WHAT IS NEEDED ▸
Check every line below, and copy those that include "Print".

——————

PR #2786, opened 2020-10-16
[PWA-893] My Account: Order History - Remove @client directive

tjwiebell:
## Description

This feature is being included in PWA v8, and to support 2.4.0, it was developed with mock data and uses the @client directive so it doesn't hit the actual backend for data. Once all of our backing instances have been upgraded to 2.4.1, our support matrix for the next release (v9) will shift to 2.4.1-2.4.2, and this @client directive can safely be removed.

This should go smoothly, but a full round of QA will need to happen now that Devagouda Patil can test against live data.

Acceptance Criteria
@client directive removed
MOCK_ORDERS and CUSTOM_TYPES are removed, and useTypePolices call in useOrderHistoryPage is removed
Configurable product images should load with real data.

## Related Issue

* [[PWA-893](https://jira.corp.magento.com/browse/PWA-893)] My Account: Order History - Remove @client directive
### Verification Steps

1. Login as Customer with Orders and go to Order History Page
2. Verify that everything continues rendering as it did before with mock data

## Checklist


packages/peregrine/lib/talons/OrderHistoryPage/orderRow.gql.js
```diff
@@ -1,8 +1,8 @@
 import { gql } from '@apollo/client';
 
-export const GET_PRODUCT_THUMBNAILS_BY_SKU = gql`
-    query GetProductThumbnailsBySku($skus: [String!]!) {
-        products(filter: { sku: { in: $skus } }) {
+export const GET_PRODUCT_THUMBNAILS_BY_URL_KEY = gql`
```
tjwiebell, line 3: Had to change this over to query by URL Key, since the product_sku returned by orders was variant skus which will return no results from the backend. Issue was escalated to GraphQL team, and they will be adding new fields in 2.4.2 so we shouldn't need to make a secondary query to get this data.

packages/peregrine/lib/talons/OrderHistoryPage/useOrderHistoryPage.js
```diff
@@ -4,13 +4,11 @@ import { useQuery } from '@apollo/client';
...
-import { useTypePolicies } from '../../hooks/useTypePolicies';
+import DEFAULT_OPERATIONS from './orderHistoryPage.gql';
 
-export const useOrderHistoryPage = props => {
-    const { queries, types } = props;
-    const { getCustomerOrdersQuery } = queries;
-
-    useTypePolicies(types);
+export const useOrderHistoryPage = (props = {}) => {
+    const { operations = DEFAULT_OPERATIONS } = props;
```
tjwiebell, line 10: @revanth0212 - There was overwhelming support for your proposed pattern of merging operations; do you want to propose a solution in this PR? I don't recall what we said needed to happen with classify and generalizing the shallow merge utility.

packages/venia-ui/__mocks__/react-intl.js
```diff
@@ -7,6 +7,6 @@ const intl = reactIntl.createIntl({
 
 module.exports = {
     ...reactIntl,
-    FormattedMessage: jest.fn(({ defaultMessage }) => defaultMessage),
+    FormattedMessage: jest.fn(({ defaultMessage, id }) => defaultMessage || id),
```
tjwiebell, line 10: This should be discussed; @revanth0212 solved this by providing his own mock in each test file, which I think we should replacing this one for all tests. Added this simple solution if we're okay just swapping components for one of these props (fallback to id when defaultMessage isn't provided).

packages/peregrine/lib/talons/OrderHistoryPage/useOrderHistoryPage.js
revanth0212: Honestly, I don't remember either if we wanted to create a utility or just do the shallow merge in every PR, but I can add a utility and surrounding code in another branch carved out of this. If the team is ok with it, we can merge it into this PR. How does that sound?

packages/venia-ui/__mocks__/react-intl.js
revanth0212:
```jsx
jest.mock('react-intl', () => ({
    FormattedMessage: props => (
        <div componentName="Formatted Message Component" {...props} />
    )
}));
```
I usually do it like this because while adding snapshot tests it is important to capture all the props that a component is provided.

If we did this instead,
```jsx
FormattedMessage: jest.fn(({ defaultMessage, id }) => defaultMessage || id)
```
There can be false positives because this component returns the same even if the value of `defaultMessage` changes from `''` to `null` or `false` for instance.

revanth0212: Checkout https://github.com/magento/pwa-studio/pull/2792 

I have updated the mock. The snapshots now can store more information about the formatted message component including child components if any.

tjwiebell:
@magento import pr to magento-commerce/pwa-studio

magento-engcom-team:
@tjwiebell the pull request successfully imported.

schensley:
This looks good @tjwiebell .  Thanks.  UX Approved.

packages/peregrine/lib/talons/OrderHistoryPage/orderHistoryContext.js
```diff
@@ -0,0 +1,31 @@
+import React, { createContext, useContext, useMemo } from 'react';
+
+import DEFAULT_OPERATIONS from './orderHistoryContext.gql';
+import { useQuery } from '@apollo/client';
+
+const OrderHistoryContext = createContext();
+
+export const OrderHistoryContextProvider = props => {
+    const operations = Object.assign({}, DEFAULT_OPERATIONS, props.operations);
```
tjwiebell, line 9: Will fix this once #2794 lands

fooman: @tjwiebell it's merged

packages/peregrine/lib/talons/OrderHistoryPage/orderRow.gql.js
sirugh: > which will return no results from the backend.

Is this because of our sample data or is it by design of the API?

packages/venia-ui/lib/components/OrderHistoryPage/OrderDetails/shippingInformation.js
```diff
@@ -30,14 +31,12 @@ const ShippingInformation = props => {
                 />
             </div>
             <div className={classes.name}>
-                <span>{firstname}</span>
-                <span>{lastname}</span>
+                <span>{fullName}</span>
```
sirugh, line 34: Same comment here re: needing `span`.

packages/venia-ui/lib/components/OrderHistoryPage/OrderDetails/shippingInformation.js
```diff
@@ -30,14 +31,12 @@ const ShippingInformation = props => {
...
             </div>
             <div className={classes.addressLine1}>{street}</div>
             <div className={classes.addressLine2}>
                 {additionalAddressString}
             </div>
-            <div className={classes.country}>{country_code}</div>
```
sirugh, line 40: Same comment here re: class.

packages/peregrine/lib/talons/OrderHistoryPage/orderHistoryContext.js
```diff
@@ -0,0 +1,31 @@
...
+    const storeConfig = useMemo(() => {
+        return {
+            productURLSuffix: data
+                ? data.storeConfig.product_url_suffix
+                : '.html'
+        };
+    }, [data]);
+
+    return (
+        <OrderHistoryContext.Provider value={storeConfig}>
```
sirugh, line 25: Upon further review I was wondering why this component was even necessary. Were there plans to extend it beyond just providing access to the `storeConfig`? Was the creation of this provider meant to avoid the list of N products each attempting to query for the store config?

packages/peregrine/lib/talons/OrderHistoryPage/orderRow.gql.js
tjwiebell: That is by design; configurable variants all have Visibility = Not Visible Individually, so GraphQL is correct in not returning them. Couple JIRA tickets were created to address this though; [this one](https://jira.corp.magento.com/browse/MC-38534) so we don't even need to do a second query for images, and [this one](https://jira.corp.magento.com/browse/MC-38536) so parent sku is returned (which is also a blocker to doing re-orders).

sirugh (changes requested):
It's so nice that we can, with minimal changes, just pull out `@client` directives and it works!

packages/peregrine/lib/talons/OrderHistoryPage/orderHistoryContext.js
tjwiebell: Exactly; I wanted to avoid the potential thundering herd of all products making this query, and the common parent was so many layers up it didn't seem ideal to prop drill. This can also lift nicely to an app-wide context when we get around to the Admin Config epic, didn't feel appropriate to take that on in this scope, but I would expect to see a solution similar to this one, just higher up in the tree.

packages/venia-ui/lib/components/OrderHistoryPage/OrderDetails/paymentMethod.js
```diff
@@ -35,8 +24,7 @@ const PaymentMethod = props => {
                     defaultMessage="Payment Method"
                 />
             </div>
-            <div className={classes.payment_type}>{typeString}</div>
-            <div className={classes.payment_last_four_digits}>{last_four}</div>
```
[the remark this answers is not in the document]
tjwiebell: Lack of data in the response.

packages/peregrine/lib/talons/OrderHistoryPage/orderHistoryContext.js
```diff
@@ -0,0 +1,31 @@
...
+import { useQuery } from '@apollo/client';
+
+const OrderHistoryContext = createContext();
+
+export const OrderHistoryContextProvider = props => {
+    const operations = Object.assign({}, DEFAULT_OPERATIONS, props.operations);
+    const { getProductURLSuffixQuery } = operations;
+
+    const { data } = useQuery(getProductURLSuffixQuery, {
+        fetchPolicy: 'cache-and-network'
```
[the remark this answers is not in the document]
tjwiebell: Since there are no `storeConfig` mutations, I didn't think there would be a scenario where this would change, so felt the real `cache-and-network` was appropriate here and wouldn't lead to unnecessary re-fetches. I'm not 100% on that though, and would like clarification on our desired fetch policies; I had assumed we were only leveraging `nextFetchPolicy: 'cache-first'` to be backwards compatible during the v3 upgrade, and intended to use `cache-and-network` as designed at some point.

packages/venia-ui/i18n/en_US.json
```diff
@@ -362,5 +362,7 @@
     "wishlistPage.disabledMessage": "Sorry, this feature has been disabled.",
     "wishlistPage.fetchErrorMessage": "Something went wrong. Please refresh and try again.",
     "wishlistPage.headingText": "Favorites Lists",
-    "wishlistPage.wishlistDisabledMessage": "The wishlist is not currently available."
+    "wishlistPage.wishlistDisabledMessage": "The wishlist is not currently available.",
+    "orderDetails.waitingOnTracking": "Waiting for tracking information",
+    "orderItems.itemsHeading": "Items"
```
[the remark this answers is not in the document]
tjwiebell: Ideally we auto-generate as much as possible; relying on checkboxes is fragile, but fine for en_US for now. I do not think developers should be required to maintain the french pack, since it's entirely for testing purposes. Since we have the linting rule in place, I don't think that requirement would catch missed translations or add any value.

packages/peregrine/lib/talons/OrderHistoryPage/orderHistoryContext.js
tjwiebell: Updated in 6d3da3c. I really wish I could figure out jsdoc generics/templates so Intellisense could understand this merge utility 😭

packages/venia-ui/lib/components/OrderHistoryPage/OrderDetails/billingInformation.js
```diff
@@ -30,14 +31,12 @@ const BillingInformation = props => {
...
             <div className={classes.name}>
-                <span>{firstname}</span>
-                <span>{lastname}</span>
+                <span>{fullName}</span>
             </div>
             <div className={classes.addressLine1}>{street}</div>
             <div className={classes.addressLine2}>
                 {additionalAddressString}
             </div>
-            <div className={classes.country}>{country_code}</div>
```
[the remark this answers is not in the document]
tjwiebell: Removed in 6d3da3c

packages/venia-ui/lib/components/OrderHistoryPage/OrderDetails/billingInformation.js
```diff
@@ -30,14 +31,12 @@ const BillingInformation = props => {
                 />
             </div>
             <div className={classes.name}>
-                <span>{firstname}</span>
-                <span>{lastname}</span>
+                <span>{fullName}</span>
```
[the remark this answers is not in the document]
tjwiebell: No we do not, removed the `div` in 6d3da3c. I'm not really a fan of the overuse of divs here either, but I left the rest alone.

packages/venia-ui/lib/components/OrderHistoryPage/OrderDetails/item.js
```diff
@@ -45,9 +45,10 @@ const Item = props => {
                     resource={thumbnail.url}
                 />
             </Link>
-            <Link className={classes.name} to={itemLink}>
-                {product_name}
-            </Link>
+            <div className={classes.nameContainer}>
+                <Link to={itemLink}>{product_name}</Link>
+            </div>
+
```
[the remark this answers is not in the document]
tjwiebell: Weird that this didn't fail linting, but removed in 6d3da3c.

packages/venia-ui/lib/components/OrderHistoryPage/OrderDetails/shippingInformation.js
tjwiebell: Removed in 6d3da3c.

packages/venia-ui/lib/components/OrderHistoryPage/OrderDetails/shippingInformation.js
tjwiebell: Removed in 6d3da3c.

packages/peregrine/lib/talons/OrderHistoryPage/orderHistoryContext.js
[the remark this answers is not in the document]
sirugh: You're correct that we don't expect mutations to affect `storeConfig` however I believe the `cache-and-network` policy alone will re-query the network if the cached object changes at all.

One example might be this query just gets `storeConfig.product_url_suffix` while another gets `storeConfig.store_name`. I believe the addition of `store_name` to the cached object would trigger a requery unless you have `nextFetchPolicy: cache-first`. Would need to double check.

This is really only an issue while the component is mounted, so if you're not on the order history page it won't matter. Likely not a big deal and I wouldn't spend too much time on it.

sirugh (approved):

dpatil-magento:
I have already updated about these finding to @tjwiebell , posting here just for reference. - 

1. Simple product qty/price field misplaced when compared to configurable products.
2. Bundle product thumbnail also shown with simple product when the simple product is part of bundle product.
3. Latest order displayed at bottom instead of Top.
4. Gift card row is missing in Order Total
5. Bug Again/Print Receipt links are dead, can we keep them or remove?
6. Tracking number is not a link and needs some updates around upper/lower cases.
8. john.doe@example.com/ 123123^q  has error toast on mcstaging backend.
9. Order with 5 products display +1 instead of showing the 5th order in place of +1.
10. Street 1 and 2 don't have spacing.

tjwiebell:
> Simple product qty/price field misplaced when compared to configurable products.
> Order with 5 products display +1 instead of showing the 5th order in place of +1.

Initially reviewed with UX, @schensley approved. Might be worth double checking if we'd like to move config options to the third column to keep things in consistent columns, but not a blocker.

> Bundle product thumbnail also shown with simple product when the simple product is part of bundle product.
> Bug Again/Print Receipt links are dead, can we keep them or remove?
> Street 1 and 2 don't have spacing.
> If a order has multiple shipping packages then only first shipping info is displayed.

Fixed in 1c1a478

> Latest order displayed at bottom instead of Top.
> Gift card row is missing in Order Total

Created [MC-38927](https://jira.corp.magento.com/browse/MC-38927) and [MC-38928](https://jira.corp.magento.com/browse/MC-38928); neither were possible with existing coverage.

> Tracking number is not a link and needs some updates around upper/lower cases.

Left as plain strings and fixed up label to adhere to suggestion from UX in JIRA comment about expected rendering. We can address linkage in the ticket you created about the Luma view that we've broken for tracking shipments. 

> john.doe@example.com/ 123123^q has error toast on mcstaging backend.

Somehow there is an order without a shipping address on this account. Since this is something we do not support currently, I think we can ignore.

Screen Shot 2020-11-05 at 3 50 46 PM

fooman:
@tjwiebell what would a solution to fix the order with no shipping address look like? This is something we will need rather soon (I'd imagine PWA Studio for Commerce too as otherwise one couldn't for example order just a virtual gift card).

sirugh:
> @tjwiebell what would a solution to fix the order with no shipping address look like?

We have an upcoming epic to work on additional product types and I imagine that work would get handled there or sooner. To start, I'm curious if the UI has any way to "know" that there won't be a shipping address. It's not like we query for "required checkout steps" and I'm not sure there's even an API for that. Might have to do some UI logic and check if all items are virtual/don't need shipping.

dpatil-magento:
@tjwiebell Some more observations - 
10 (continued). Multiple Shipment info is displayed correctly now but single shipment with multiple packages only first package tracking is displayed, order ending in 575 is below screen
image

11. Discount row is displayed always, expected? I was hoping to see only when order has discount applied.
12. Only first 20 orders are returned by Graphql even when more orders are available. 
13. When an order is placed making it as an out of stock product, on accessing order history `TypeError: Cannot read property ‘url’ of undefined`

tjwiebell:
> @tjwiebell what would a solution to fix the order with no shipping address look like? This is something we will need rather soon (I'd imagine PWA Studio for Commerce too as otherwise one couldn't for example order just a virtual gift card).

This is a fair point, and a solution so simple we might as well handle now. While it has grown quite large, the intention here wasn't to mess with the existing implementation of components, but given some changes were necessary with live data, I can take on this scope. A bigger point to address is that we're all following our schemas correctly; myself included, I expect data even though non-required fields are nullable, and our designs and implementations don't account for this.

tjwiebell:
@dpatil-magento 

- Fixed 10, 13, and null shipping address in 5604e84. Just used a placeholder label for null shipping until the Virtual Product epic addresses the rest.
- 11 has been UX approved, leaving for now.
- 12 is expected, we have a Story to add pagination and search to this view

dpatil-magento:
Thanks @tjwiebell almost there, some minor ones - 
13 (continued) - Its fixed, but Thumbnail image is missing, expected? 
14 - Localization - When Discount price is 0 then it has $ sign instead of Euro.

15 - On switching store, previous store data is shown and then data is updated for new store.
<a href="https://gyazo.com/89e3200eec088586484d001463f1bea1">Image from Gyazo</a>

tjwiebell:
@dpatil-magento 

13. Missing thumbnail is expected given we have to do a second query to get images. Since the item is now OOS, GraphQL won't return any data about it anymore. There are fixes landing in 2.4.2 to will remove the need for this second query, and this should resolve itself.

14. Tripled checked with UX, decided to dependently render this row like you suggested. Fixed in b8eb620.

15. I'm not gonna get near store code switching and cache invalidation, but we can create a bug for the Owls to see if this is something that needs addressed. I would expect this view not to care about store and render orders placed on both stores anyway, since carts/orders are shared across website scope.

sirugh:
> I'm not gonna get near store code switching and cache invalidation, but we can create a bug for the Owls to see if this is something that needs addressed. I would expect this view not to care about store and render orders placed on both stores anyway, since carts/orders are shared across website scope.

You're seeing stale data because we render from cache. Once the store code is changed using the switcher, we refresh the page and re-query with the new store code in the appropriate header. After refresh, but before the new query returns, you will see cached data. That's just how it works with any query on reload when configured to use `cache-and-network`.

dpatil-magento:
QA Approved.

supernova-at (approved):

——————

RESULT ▸
5. Bug Again/Print Receipt links are dead, can we keep them or remove?
> Bug Again/Print Receipt links are dead, can we keep them or remove?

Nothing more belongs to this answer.